Now, per the original FTP, Sri Lanka was not scheduled to play any cricket in the April May timeframe, which is why the payers, who stand to lose money in the IPL, are up in arms.

So, is your case for centrally contracted cricketers to be treated as bonded labor?

Also, the IPL requires participating players to be cleared by their Boards.This is the crux of the problem between the Sri Lankan players and the Sri Lankan Board.The ICC has no locus standi here.

"If there was no IPL, I'll bet the players would be fighting to get a place on that tour, they wouldn't have grumbled the slightest."

Yes, and we would be complaining of how players are being ground to dust by greedy Boards.

"There in lies a hypocrisy.
Sorry I am unable to buy in your argument."

My original post was not an argument- just a presentation of facts that led up to the present conflict.

The ECB had a financial motive in filling the gap brought about by Zimbabwe's non participation, the Sri Lankan Board saw this as an opportunity to fill its coffers, the players affected saw this as a dent in their incomes.

Greed is an universal virtue.

Cheers,

©hinaman said...

@ Homer,
centrally contracted players bonded labor? -
You are joking, aren't you?
Do they play for free?

At my last recall they get paid (a fortune by the rest of the country standards) to play cricket.
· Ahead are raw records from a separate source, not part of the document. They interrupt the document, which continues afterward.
PR #687, opened 2024-08-30
Add AssemblyAI Plugin

oconnoob:
Extended from PR 419 - https://github.com/livekit/agents/pull/419


livekit-plugins/livekit-plugins-assemblyai/livekit/plugins/assemblyai/stt.py
```diff
@@ -0,0 +1,423 @@
...
+        buffer: AudioBuffer,
+    ) -> stt.SpeechEvent:
+        raise NotImplementedError("Not implemented")
+
+    def stream(
+        self,
+        *,
+        language: Optional[str] = None,
+    ) -> "SpeechStream":
+        config = dataclasses.replace(self._opts)
```
oconnoob, line 109: Is a copy of `self._opts` (rather than directly passing) used just to prevent future bugs?

livekit-plugins/livekit-plugins-assemblyai/livekit/plugins/assemblyai/stt.py
```diff
@@ -0,0 +1,423 @@
...
+        self._opts = STTOptions(
+            sample_rate=sample_rate,
+            word_boost=word_boost,
+            encoding=encoding,
+            disable_partial_transcripts=disable_partial_transcripts,
+            enable_extra_session_information=enable_extra_session_information,
+            buffer_size_seconds=buffer_size_seconds,
+            token_expires_in=token_expires_in,
+            end_utterance_silence_threshold=end_utterance_silence_threshold,
+        )
```
oconnoob, line 87: Why not use dependency injection? Because higher-level class than e.g. `SpeechStream` which does use DI?

livekit-plugins/livekit-plugins-assemblyai/livekit/plugins/assemblyai/stt.py
```diff
@@ -0,0 +1,423 @@
...
+            raise ValueError("Failed to get temporary token")
+        self._token_expires_at = time.time() + self._token_expires_in
+
+    async def _run(self, max_retry: int) -> None:
+        """
+        Run a single websocket connection to AssemblyAI and make sure to reconnect
+        when something went wrong.
+        """
+        if self._token is None or time.time() > self._token_expires_at:
+            await self._get_temporary_token()
```
oconnoob, line 201: should we move this into the while loop in case the token happens to expire during a retry?

livekit-plugins/livekit-plugins-assemblyai/livekit/plugins/assemblyai/stt.py
```diff
@@ -0,0 +1,423 @@
...
+                    buffer_duration = total_frames / samples_per_second
+
+                    if buffer_duration >= self._buffer_size_seconds:
+                        await ws.send_bytes(bytes(buffer))
+                        buffer.clear()
+                        buffer_duration = 0.0
+                elif data == SpeechStream._CLOSE_MSG:
+                    closing_ws = True
+                    await ws.send_str(data)  # tell AssemblyAI we are done with inputs
+                    break
```
oconnoob, line 284: should we add `else` to raise Exception if there was an unexpected data type?

oconnoob (commented):
@ploeber could you review when you get a chance?

tests/test_stt.py
```diff
@@ -9,7 +9,7 @@
 
 import pytest
 from livekit import agents, rtc
-from livekit.plugins import azure, deepgram, google, openai, silero
+from livekit.plugins import assemblyai, azure, deepgram, google, openai, silero
```
ploeber, line 12: since we add this new dependency, we need to add `./livekit-plugins/livekit-plugins-assemblyai \` to the `tests.yml` file

livekit-plugins/livekit-plugins-assemblyai/livekit/plugins/assemblyai/stt.py
```diff
@@ -0,0 +1,423 @@
...
+        word_boost: Optional[List[str]] = None,
+        encoding: Optional[str] = "pcm_s16le",
+        disable_partial_transcripts: bool = False,
+        enable_extra_session_information: bool = False,
+        end_utterance_silence_threshold: int = 1000,
+        http_session: Optional[aiohttp.ClientSession] = None,
+        token_expires_in: int = 3600,
+        buffer_size_seconds: float = 0.2,
+    ):
+        super().__init__(streaming_supported=True)
```
ploeber, line 70: This parameter is no longer working with the newest versions. I assume the interface was changed.
This worked for me:
```python
capabilities = stt.STTCapabilities(streaming=True, interim_results=True)
super().__init__(capabilities=capabilities)
```

ploeber (changes requested):
We also need to update the README.md and add our plugin

livekit-plugins/livekit-plugins-assemblyai/livekit/plugins/assemblyai/stt.py
ploeber: Not sure what you mean?

oconnoob: Why don't we just pass in `STTOptions` directly as we do in `SpeechStream`'s `init`?

livekit-plugins/livekit-plugins-assemblyai/livekit/plugins/assemblyai/stt.py
oconnoob: Yes, I think we should just use the API key

livekit-plugins/livekit-plugins-assemblyai/livekit/plugins/assemblyai/stt.py
```diff
@@ -0,0 +1,423 @@
...
+
+class SpeechStream(stt.SpeechStream):
+    _CLOSE_MSG: str = json.dumps({"terminate_session": True})
+
+    def __init__(
+        self,
+        opts: STTOptions,
+        api_key: str,
+        http_session: aiohttp.ClientSession,
+        sample_rate: int = 16000,
```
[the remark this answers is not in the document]
oconnoob: good call

oconnoob:
@ploeber the `STT` interface requires that the abstract async method `_main_task` is implemented. Currently `_main_task` exists as an instance attribute of `SpeechStream` - I'm not sure how to reconcile this

tests/test_stt.py
keepingitneil: Nice work so far, care to join a shared slack channel to help get this over the finish line? Just need your emails

livekit-plugins/livekit-plugins-assemblyai/livekit/plugins/assemblyai/stt.py
```diff
@@ -0,0 +1,384 @@
...
+        self._event_queue.put_nowait(end_event)
+        self._final_events = []
+
+    def _process_stream_event(self, data: dict) -> None:
+        # see this page:
+        # https://www.assemblyai.com/docs/api-reference/streaming/realtime
+        # for more information about the different types of events
+        if data["message_type"] == "SessionBegins":
+            self._speaking = True
+            start_event = stt.SpeechEvent(type=stt.SpeechEventType.START_OF_SPEECH)
```
theomonnom, line 338: Hey, since this is only being fired once, I think it is OK to not fire it at all.
I'll add a "vad" capability boolean to the STT abc in the future.
Otherwise it lgtm thanks!
We just need to add our AssemblyAI token before merging

theomonnom (approved):

livekit-plugins/livekit-plugins-assemblyai/livekit/plugins/assemblyai/stt.py
```diff
@@ -0,0 +1,384 @@
...
+                    ws_url = "wss://api.assemblyai.com/v2/realtime/ws"
+                    url = f"{ws_url}?{urlencode(live_config).lower()}"
+                    ws = await self._session.ws_connect(url, headers=headers)
+                    retry_count = 0  # connected successfully, reset the retry_count
+
+                    await self._run_ws(ws)
+                except Exception:
+                    # Something went wrong, retry the connection
+                    if retry_count >= max_retry:
+                        print(
```
egoldschmidt, line 199: Could we use `logging.Logger`s instead so we can get structured logging, job_id, etc for better debugging? (here and below, there are a few prints floating around)

livekit-plugins/livekit-plugins-assemblyai/livekit/plugins/assemblyai/stt.py
```diff
@@ -0,0 +1,384 @@
...
+        finally:
+            self._event_queue.put_nowait(None)
+
+    async def _run_ws(self, ws: aiohttp.ClientWebSocketResponse) -> None:
+        """
+        This method can throw ws errors, these are handled inside the _run method
+        """
+
+        closing_ws = False
+        END_UTTERANCE_SILENCE_THRESHOLD_MSG = json.dumps(
```
egoldschmidt, line 222: One note: on line 263 below you'll raise an error if the data going over the queue is neither an `rtc.AudioFrame` nor a `_CLOSE_MSG`, so sending this message (which is a string) causes the loop to always fail

livekit-plugins/livekit-plugins-assemblyai/livekit/plugins/assemblyai/stt.py
```diff
@@ -0,0 +1,384 @@
...
+
+                    retry_delay = min(retry_count * 2, 10)  # max 10s
+                    retry_count += 1  # increment after calculating the delay, the first retry should happen directly
+
+                    print(
+                        f"AssemblyAI connection failed, retrying in {retry_delay}s",
+                    )
+                    await asyncio.sleep(retry_delay)
+        except Exception:
+            print("AssemblyAI task failed")
```
egoldschmidt, line 212: Might consider just wrapping this fn in `@utils.log_exceptions`

egoldschmidt (commented):
Awesome stuff, really excited to see this contribution! I've been wanting to test out AssemblyAI so I ran the plugin locally and found a few bugs/issues. Below I left you some notes on how I got things working smoothly - hopefully this is helpful! Looking forward to this being merged, we'd love to use it.

livekit-plugins/livekit-plugins-assemblyai/livekit/plugins/assemblyai/stt.py
oconnoob: Hey @theomonnom ! Can you clarify what you mean? This stream event puts a start event on the event queue which signifies that a websocket connection with AssemblyAI has been established and a session has begun, not that speech itself has begun

livekit-plugins/livekit-plugins-assemblyai/livekit/plugins/assemblyai/stt.py
```diff
@@ -0,0 +1,384 @@
...
+        if not wait:
+            self._main_task.cancel()
+
+        with suppress(asyncio.CancelledError):
+            await self._main_task
+
+        await self._session.close()
+
+    async def _main_task(self) -> None:
+        return self._run(self._max_retry)
```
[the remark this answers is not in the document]
oconnoob: good catch, thanks!

livekit-plugins/livekit-plugins-assemblyai/livekit/plugins/assemblyai/stt.py
```diff
@@ -0,0 +1,384 @@
...
+        Run a single websocket connection to AssemblyAI and make sure to reconnect
+        when something went wrong.
+        """
+        try:
+            retry_count = 0
+            while not self._closed:
+                try:
+                    live_config = {
+                        "sample_rate": self._opts.sample_rate,
+                        "word_boost": self._opts.word_boost,
```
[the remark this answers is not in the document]
oconnoob: Added a step to filter all key-value pairs with a value of `None` - thanks!

livekit-plugins/livekit-plugins-assemblyai/livekit/plugins/assemblyai/stt.py
oconnoob: fixed ✅ thanks!

livekit-plugins/livekit-plugins-assemblyai/livekit/plugins/assemblyai/stt.py
oconnoob: fixed, thanks!

livekit-plugins/livekit-plugins-assemblyai/livekit/plugins/assemblyai/stt.py
oconnoob: good point, done!

oconnoob:
@ploeber could you test the current changes when you find some time tomorrow?

livekit-plugins/livekit-plugins-assemblyai/livekit/plugins/assemblyai/stt.py
```diff
@@ -0,0 +1,395 @@
...
+        self._queue.put_nowait(frame)
+
+    async def aclose(self, *, wait: bool = True) -> None:
+        self._closed = True
+        self._queue.put_nowait(SpeechStream._CLOSE_MSG)
+
+        if not wait:
+            self._main_task.cancel()
+
+        with suppress(asyncio.CancelledError):
```
ploeber, line 168: must be `contextlib.suppress`, and contextlib must be imported

livekit-plugins/livekit-plugins-assemblyai/livekit/plugins/assemblyai/stt.py
```diff
@@ -0,0 +1,395 @@
...
+    async def _run_ws(self, ws: aiohttp.ClientWebSocketResponse) -> None:
+        """
+        This method can throw ws errors, these are handled inside the _run method
+        """
+
+        closing_ws = False
+        END_UTTERANCE_SILENCE_THRESHOLD_MSG = json.dumps(
+            {"end_utterance_silence_threshold": self._opts.end_utterance_silence_threshold }
+        )
+        self._queue.put_nowait(END_UTTERANCE_SILENCE_THRESHOLD_MSG)
```
ploeber, line 234: Only do this if the threshold is not None. Otherwise we can use the default settings from our API

livekit-plugins/livekit-plugins-assemblyai/livekit/plugins/assemblyai/stt.py
```diff
@@ -0,0 +1,395 @@
...
+                interim_results=True,)
+            )
+        api_key = api_key or os.environ.get("ASSEMBLYAI_API_KEY")
+        if api_key is None:
+            raise ValueError("AssemblyAI API key is required. " \
+                             "Pass one in via the `api_key` parameter, " \
+                             "or set it as the `ASSEMBLYAI_API_KEY` environment variable")
+        self._api_key = api_key
+
+        self._opts = STTOptions(
```
ploeber, line 80: maybe also add a check that encoding is one of the 2 allowed values, because later you try to access the dictionary with those values

livekit-plugins/livekit-plugins-assemblyai/livekit/plugins/assemblyai/stt.py
```diff
@@ -0,0 +1,395 @@
...
+        if not self._speaking:
+            logger.info(
+                "trying to commit final events without being in the speaking state",
+            )
+            return
+
+        if len(self._final_events) == 0:
+            return
+
+        self._speaking = False
```
ploeber, line 315: should we reset this variable before the `if len(self._final_events) == 0:` above?

livekit-plugins/livekit-plugins-assemblyai/livekit/plugins/assemblyai/stt.py
```diff
@@ -0,0 +1,395 @@
...
+
+        # combine all final transcripts since the start of the speech
+        sentence = ""
+        confidence = 0.0
+        for f in self._final_events:
+            alt = f.alternatives[0]
+            sentence += f"{alt.text.strip()} "
```
ploeber, line 322: nit pick but I think this can be simplified to
`sentence = " ".join(f.alternatives[0].text.strip() for f in self._final_events)`
and then you don't need the rstrip below.
Even if you need a second loop for the confidence, I think this solution is more efficient. You could even use the `sum` function to have another one-liner for the confidence

livekit-plugins/livekit-plugins-assemblyai/livekit/plugins/assemblyai/stt.py
```diff
@@ -0,0 +1,395 @@
...
+            alts = live_transcription_to_speech_data(ENGLISH, data)
+            if len(alts) > 0 and alts[0].text:
+                final_event = stt.SpeechEvent(
+                    type=stt.SpeechEventType.FINAL_TRANSCRIPT,
+                    alternatives=alts,
+                )
+                self._final_events.append(final_event)
+                self._event_queue.put_nowait(final_event)
+                self._end_speech()
+        elif data["message_type"] == "RealtimeError":
```
ploeber, line 372: handling of session_terminated and session_information events is missing. See https://github.com/AssemblyAI/assemblyai-python-sdk/blob/master/assemblyai/transcriber.py#L1318

ploeber (changes requested):
Additionally:
- package.json is missing
- plugin needs to be added to livekit-plugins/install_plugins_editable.sh

livekit-plugins/livekit-plugins-assemblyai/livekit/plugins/assemblyai/stt.py
```diff
@@ -0,0 +1,395 @@
...
+        elif data["message_type"] == "FinalTranscript":
+            alts = live_transcription_to_speech_data(ENGLISH, data)
+            if len(alts) > 0 and alts[0].text:
+                final_event = stt.SpeechEvent(
+                    type=stt.SpeechEventType.FINAL_TRANSCRIPT,
+                    alternatives=alts,
+                )
+                self._final_events.append(final_event)
+                self._event_queue.put_nowait(final_event)
+                self._end_speech()
```
ploeber, line 371: I don't think this is correct. We don't want to end the speech for every final transcript. a final transcript can be just a final sentence but not the end of the speech

ploeber (approved):

livekit-plugins/livekit-plugins-assemblyai/livekit/plugins/assemblyai/stt.py
oconnoob: added `post_init` to the dataclass

oconnoob:
@ploeber addressed the rest of your comments 🙏

theomonnom:
Hey, can  ryan-assemblyai sign the CLI?

oconnoob:
@theomonnom signed!

oconnoob:
When I click on the CLA it says `You have agreed to the CLA for livekit/agents` - not sure why it's not updating

davidzhao:
@oconnoob ah I think it picked up on your other handle. this is fine IMO.

davidzhao:
@oconnoob last thing, could you run:

```
ruff format . && ruff check --fix .
```

just to get rid of these formatting warnings

oconnoob:
@davidzhao all set!

davidzhao:
Thanks @oconnoob!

If the words on the contract specifies they make themselves available whenever their board asks them to, they have to honour that contract.

They have no choice.

Homer said...

Chinaman,

Are you telling me bonded labor does not get paid?

Cheers,

D charlton said...

Panic not, team - IPL will not kill Test cricket.

Twenty20 and IPL need Test cricket to provide them with heroes and stars. Twenty20 has only three self-made stars - Sohail Tanvir, Shaun Marsh and, er, Darren Maddy. Almost all other players relied on Test cricket for their profile. I don't think this will change.

If you take away the foundations of the house, it's not a pretty outcome.

The Nightwatchgirl said...

Nightwatchgirl likes an optimist.

©hinaman said...

@ Homer,

yes of course.

Bonded labor also called debt bondage is a means of paying off loans with direct labor instead of currency or goods.

The labourers never get paid.

Sometimes it goes on for generations, called pwnage or pwn slavery each generation paying off debts of forefathers.

Why do you think child labor is still rife in many countries? Because they are "bonded labourer".

PoorCricketFan said...

Hi Nightwatchgirl - saw your link on ‘cricketwithballs’...

...and I must agree with the first comment by ‘val blundell’. Kudos to Alistair Cook for telling it like it is - and “Null points” to Peter Moores for his corporate BS rebuttal.

Here’s hoping that the scheduling gap can be adequately filled ASAP (for cricket’s sake, not $ky’s!)

Thanks for a great site.

The Nightwatchgirl said...

Poorcricketfan (aren't we all?), thanks for your comment. As you will find out, Val is right about everything. She's Nightwatchgirl's conscience.